Tanrım, istersen beni iyileştirebilirsin dedim. Beni tek bir kelimeyle iyileştirseydi, çok heyecanlanırdım. Ama sadece benimle konuşmuyordu. Bu onun için yeterli değildi. Bana yaklaştı. Bana dokundu. Evet yapacağım. Sözleri, dokunuşları kadar sevgi doluydu. Sağlıklı olmak! Güç, kuru bir tarladan geçen su gibi vücudumdan aktı. Aynı anda nerede uyuşukluk olduğunu hissettim. Harap olmuş bedenimde güç hissettim. Isınmak için sırtımı dikleştirdim ve başımı kaldırdım. Şimdi onunla yüz yüze durdum, yüzüne, göz göze baktım. O gülümsedi. Başımı ellerinin arasına aldı ve beni o kadar yakınına çekti ki sıcak nefesini hissedebiliyor ve gözlerindeki yaşları görebiliyordum. Kimseye bir şey söylememeye dikkat edin, rahibe gidin ve iyileşmeyi onaylamasını ve Musa'nın emrettiği kurbanı yapmasını isteyin. Sorumluların yasayı ciddiye aldığımı bilmesini istiyorum.
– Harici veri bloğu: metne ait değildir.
PR #98, opened 2015-01-12
Remove unused `connection` from Repository

aflatter:
Let's remove this - it's not used, but marked as public API and we're thinking about removing `Adapter#connection`.


solnic:
Yep. Makes sense.

PR #99, opened 2015-01-12
Simplify #repository in BaseRelationDsl

aflatter:
This method changes its behavior after the first call. It might not hurt
right now as `@repository` is always empty, but let's clean this up
anyways.


solnic:
I feel like we need to encapsulate this in some support module

PR #106, opened 2015-01-13
Remove schema DSL

solnic:
This adds ability to specify :repository when defining a relation:

``` ruby
  setup.relation(:users, repository: :postgres)
  # or
  setup.relation(:users) # this uses :default as :repository name
```


elskwid:
@solnic - this is a great bit of surgery. It really highlights how `schema` was no longer needed. From a pragmatic standpoint even if we find out we need schema later it would be better to add it then rather than keep it around when in doubt.

solnic:
Indeed :) I introduce this concept because it made perfect sense when ROM was based on Axiom. Now it was just an overhead and additional complexity (same with header).

solnic:
OK just realized that I don't see anything to add here. Let me know if you see something fishy. Otherwise I'd like to merge it in. I'll follow up with some small refactorings in `Finalize` in master before 0.6.0 release. For now I just want to get that into master.

lib/rom/setup.rb
```diff
@@ -54,8 +33,8 @@ def schema(&block)
     #   end
     #
     # @api public
-    def relation(name, &block)
-      @relations.update(name => block)
+    def relation(name, options = {}, &block)
+      @relations.update(name => [options, block])
```
aflatter: I know it's not the scope of this PR, but I can use a relation name twice and it won't blow up?

lib/rom/setup/finalize.rb
```diff
@@ -8,59 +8,51 @@ module ROM
...
-        end
-
-        base_relations = @schema.each_with_object({}) do |(repo, schema), h|
-          schema.each do |name, dataset|
-            adapter_relation_map[name] = repo.adapter
-            h[name] = dataset
-          end
+      def load_datasets
+        repositories.each_value do |repository|
+          datasets[repositories.key(repository)] = repository.schema
```
aflatter:
```ruby
repositories.each do |key, repository|
  datasets[key] = repository.schema
end
```

lib/rom/setup.rb
solnic: Defining the same relation twice is not supported and it should blow up. I'll improve it in a separate PR

lib/rom/setup/finalize.rb
solnic: DOOOOOH :stuck_out_tongue_winking_eye:

lib/rom/setup.rb
aflatter: Let me open an issue for that so we don't forget.

lib/rom/setup/finalize.rb
aflatter: Refactoring blindness :dart:

lib/rom/setup/finalize.rb
```diff
@@ -8,59 +8,51 @@ module ROM
   class Setup
     # @private
     class Finalize
-      attr_reader :repositories, :adapter_relation_map
+      attr_reader :repositories, :datasets, :adapter_relation_map
 
       # @api private
       def initialize(repositories, schema, relations, mappers, commands)
```
splattael: `schema` is not used anymore.

lib/rom/setup/finalize.rb
```diff
@@ -71,19 +63,18 @@ def load_relations(schema)
       end
 
       # @api private
-      def build_relation(name, builder, block = nil)
-        adapter = adapter_relation_map[name]
+      def build_relation(name, builder, options = {}, block = nil)
+        repo_name = options.fetch(:repository) { :default }
```
elskwid: We should document the `:default` repo functionality somewhere. It has already tripped a few people up when new to rom.

solnic: Definitely

elskwid:
:tada:

PR #112, opened 2015-01-14
Use more Ruby for basic linter

splattael:
## WIP! Needs review!

__Rebased and squashed down. Details are from the commit messages__

Adds a basic linter (`ROM::Lint::Linter`) that wraps up the common needs out of a plain Ruby linter: a list of lints, named like test methods (lint_*), a way to yield to each lint method, and a method to perform a specific lint returning `true` so they are assertion friendly.

Adds specific linters for a repository and a dataset. These can be used by repository adapter authors to verify if they comply with our api.

Updates the Minitest/TestUnit module to use the new `ROM::Lint::Test` modules (`TestRepository` & `TestEnumerableDataset`) to get access to the test method versions of the lint tests.

Use new repository feature linters to create rspec shared examples for use in an rspec suite.

Add shared features to `memory/dataset_spec` and create new `repository_spec` so our linters are running as part of our normal spec suite.


solnic:
Please see my commits in the reverted [commit](https://github.com/rom-rb/rom/commit/f59011fccc06d5ce552891261463ae31851cc28d)

splattael:
Just an idea. How about define lint methods like that:

```ruby
lint "schemes returns any supported scheme" do
  assert "#{adapter}#schemes must return at least one supported URI scheme" do
    adapter.schemes.any?
  end
end
```

Too fancy?

splattael:
I've merged with master. We can squash afterwards, right?

solnic:
Si. I guess this needs some updates after repo/adapter changes.

splattael:
After the Adapter/Repository collapse: Are we still linting adapters; or now repositories? :dancers:

solnic:
I think now "Adapter" describes a library that provides support for a specific datastore. So, yes, this is still linting for adapters, more specifically lint tests for base adapter objects: `Repository` and `Dataset`

splattael:
Merged with fast-moving master.

I'm still not sure if I'm mistaken in 69e383b by ditching `Adapter` namespace.

elskwid:
@splattael as I mentioned in chat, this is going to require a helluva rebase. Are you okay with us losing some detail in the commits? With the Adapter removal it's going to be very difficult to keep it all straight.

splattael:
@elskwid Sure, no problem. Squash it :)

elskwid:
@splattael and @solnic (@aflatter too) - this is ready for a good look-over. :eyes:

phlipper:
This is a really nice little changset, I'd only recommend adding some context to the README.

lib/rom/lint/repository.rb
```diff
@@ -0,0 +1,55 @@
...
+        return if repository.schemes.instance_of? Array
+
+        complain "#{repository}#schemes must return an array with supported schemes"
+      end
+
+      def lint_schemes_returns_any_supported_scheme
+        return if repository.schemes.any?
+
+        complain "#{repository}#schemes must return at least one supported scheme"
+      end
```
solnic: scheme-related checks can go away given that #120 removes it

spec/unit/rom/memory/repository_spec.rb
```diff
@@ -0,0 +1,15 @@
+require 'spec_helper'
+require 'rom/lint/spec'
+require 'rom/memory.rb'
```
splattael: `.rb` extension is not needed
`require 'rom/memory'`

elskwid: Good catch!

PR #117, opened 2015-01-15
Replace Adapter with Repository

solnic:
Repository turned out to be an anemic object that does nothing. That's
why adapter class logic becomes what used to be repository. This
simplifies ROM even more by collapsing two concepts into one.

With this design an adapter for ROM simply inherits from abstract
repository class and provides required interfaces.

It also describes the domain better: we have repositories that provide
datasets. Memory adapter becomes an in-memory repository (which sounds
perfect).


lib/rom/adapter/lint/test.rb
```diff
@@ -16,46 +16,46 @@ module Lint
...
 
-      # This is a simple lint-test for an adapter dataset class to ensure the
+      # This is a simple lint-test for an repository dataset class to ensure the
       # basic behavior is correct
       #
       # @example
       #
       #  class MyDatasetLintTest < Minitest::Test
-      #    include ROM::Adapter::Lint::TestEnumerableDataset
+      #    include ROM::repository::Lint::TestEnumerableDataset
```
aflatter: s/repository/Repository

solnic:
Small note: this *removed* around 100LOC related to anemic repository object. Then @splattael added some stuff related to specs so original code-removal stats are not visible. Something to keep in mind :)

lib/rom/repository.rb
```diff
@@ -1,58 +1,188 @@
+require 'addressable/uri'
+
 module ROM
-  # Repository exposes schema if supported by the adapter
+  # Abstract adapter class
```
elskwid: @solnic doc in `ROM::Repository` still refers to `adapter`. Would it be better to refer to repository or make it clear that an adapter is providing this repository?

PR #118, opened 2015-01-15
[WIP] Remove ROM::Config

aflatter:
rom-rails now completely takes care of reading ActiveRecord configuration, so we don't need this in core anymore.


aflatter:
Specs don't pass yet, as `:adapter` is not supported anymore.

aflatter:
@solnic think you asked about this on Gitter.

solnic:
Right :)

solnic:
w00t

PR #120, opened 2015-01-16
Make repository type explicit

aflatter:
An experiment on removing URIs from rom-core and making the adapter type explicit.

## Rationale

It turns out that a lot of database configurations can not be properly encoded in an URI, e.g. providing username and password but no host: `ROM.setup('postgresql://', username: 'user', password: 'password')`.  The most extreme example is if you rely on the defaults of Sequel completely and you'll have to pass `postgres://` as an URI. Another issue is that if you want to pass an object into the repository, you'll always have to use the options hash anyways.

Şimdi rahibe gidiyorum. Kendimi ona göstereceğim ve ona sarılacağım. Karıma kendimi gösterip ona sarılacağım. Kızımı kollarımda tutacağım. Bana dokunmaya cüret edeni asla unutmayacağım - İsa Mesih! Beni tek bir kelimeyle tamamlayabilirdi. Ama o sadece beni iyileştirmek istemedi, beni onurlandırmak, bana değer vermek, beni onunla birlikteliğe getirmek istedi. Düşünsene, ben insan dokunuşuna layık değildim ama Tanrı'nın dokunuşuna layıkım.